Ein Vorbild für andere Kommunen im Kampf gegen Dieselfahrverbote? Foto: S. Gabsch

In Potsdam hat die Einengung der Zeppelinstraße schon für hitzige Diskussionen gesorgt, andere Gemeinden scheinen die Maßnahme aber Erfolgsmodell im Kampf gegen Diesel-Fahrverbote anzusehen.
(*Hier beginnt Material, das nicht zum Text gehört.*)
Issue #1577, opened 2020-09-04
specify app_names in GRAPH_MODELS settings


sdementen:
is it possible to specify the app_names in the GRAPH_MODELS setting to allow to simply run "manage graph_models" ?

trbs:
Sorry, this is not possible at the moment. 

Happy to accept a PR for this change though :-)

PR #1610, opened 2020-12-07
proposal for issue #1577

sdementen:
To allow to have default app_labels in the GRAPH_MODELS:
- added option --app-labels accepting one or more arguments
- get default for app-labels from GRAPH_MODELS["app-labels"]
- support both --app-labels and positional arguments for app_label

### DIFF
--- a/django_extensions/management/commands/graph_models.py
+++ b/django_extensions/management/commands/graph_models.py
@@ -44,16 +44,15 @@ class Command(BaseCommand):
         --disable-fields can be set in settings.GRAPH_MODELS['disable_fields'].
         """
 
-        class EmptyList(list):
+        class DefaultList(list):
             def extend(self, __iterable):
                 """On first extend, replace the list by the __iterable (if not []).
                 Otherwise, behave like a normal list."""
-                _first_extend = getattr(self, "_first_extend", False)
-                if not _first_extend and __iterable:
-                    self[:] = __iterable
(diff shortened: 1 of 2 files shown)


trbs:
Could you make this simpler ?
Thinking that some thing like this would be enough:
```diff
diff --git a/django_extensions/management/commands/graph_models.py b/django_extensions/management/commands/graph_models.py
index 8cb4a57..6da4a08 100644
--- a/django_extensions/management/commands/graph_models.py
+++ b/django_extensions/management/commands/graph_models.py
@@ -195,7 +195,11 @@ class Command(BaseCommand):
     def handle(self, *args, **options):
         args = options['app_label']
         if not args and not options['all_applications']:
-            raise CommandError("need one or more arguments for appname")
+            default_app_labels = getattr(settings, 'GRAPH_MODELS', {}).get("APP_LABELS")
+            if default_app_labels:
+                args = default_app_labels
+            else:
+                raise CommandError("need one or more arguments for appname")

         # Determine output format based on options, file extension, and library
         # availability.
```

Also we need to update the docs as well..

sdementen:
you're right, much simpler!
what do you want me to do? another PR ? or you convert your patch in a PR ?

sdementen:
is this better ? I used app_labels instead of APP_LABELS to be consistent with the casing of the other options

trbs:
Thanks !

Potsdam - Von Potsdam lernen: Angesichts der deutlich gesunkenen Abgaswerte in der Zeppelinstraße interessieren sich auch andere Kommunen in Deutschland für die nun dauerhafte Verengung der Fahrbahn. „Wir haben mehrere Anfragen zu dem Thema“, sagte Stadtsprecher Markus Klier am Montag auf PNN-Anfrage. Auch auf Tagungen werde das Modell, das die Zahl der Fahrzeuge in der Straße verringert hat, noch vorgestellt. Hintergrund ist die aktuelle Debatte um Dieselfahrverbote – und die Frage, ob diese sich durch die in Potsdam praktizierte Verkehrsdrosselung abwenden lassen. Auch in einer neuen Broschüre des Umweltbundesamts unter dem Motto „Straßen und Plätze neu denken“ sei die Zeppelinstraße als Beispiel herausgehoben worden, hieß es.
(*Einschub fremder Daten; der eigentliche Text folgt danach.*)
PR #1754, opened 2022-08-12
Added support for Django 4.1.

felixxm:

PR #1736, opened 2022-06-22
Use list values for requires_system_checks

Allerdings gibt es auch skeptische Stimmen. So sagte Linke-Fraktionschef Hans-Jürgen Scharfenberg den PNN, Autos würden immer noch deutlich mehr Zeit benötigen, um aus dem Umland nach Potsdam und zurück zu fahren. Zudem sei er gespannt auf eine für den 16. März geplante Bürgerversammlung zu dem Thema, die im Arcona-Hotel im Persiusspeicher stattfinden soll.
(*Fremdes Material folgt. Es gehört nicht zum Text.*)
PR #1759, opened 2022-08-24
Ensure consistent output in show_urls for django 4.0+

jeremy-engel:
Updates `show_urls` to properly show the view class for class-based
views in django 4.0 and later. There was a regression in django 4.0
that was fixed in https://github.com/django/django/commit/f4b06a3cc1e54888ff86f36a1f9a3ddf21292314
that resulted in `view` being output in `show_urls` instead of the
actual class name.

The tests are essentially returned to the state there were in before https://github.com/django-extensions/django-extensions/commit/c8d4c4acdd92090e7bc86a8e663431d8631de2a4.


trbs:
Thanks !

„Man kann ein Problem nicht lösen, indem man ein neues Problem schafft“

Dort werden auch Anwohner der Geschwister-Scholl-Straße erwartet, die wie berichtet nun von vielen Autofahrern als Schleichweg benutzt wird – allerdings laut Stadt längst nicht in dem Maße, dass dort Abgasgrenzwerte überschritten würden. Scharfenberg sagte gleichwohl: „Man kann ein Problem nicht lösen, indem man ein neues Problem schafft.“ Die Bauverwaltung hatte angekündigt, es würde noch über Gegenmaßnahmen gegen den Schleichverkehr nachgedacht.

Dagegen hatte die Sprecherin für Verkehrspolitik der Linke-Landtagsfraktion, Anita Tack, die Verengung bereits ausdrücklich gelobt. Auch die Potsdamer Grünen sprachen in einer Mitteilung zuletzt von einem „wichtigen Beitrag für den aktiven Gesundheitsschutz“. Dies genieße einen höheren Stellenwert „als der Anspruch grenzenloser Bewegungsfreiheit mit dem eigenen PKW“, so die Grünen. Über die Internetseite der Stadt unter www.potsdam.de kann man noch bis kommenden Montag an einer Umfrage zur Zeppelinstraße teilnehmen.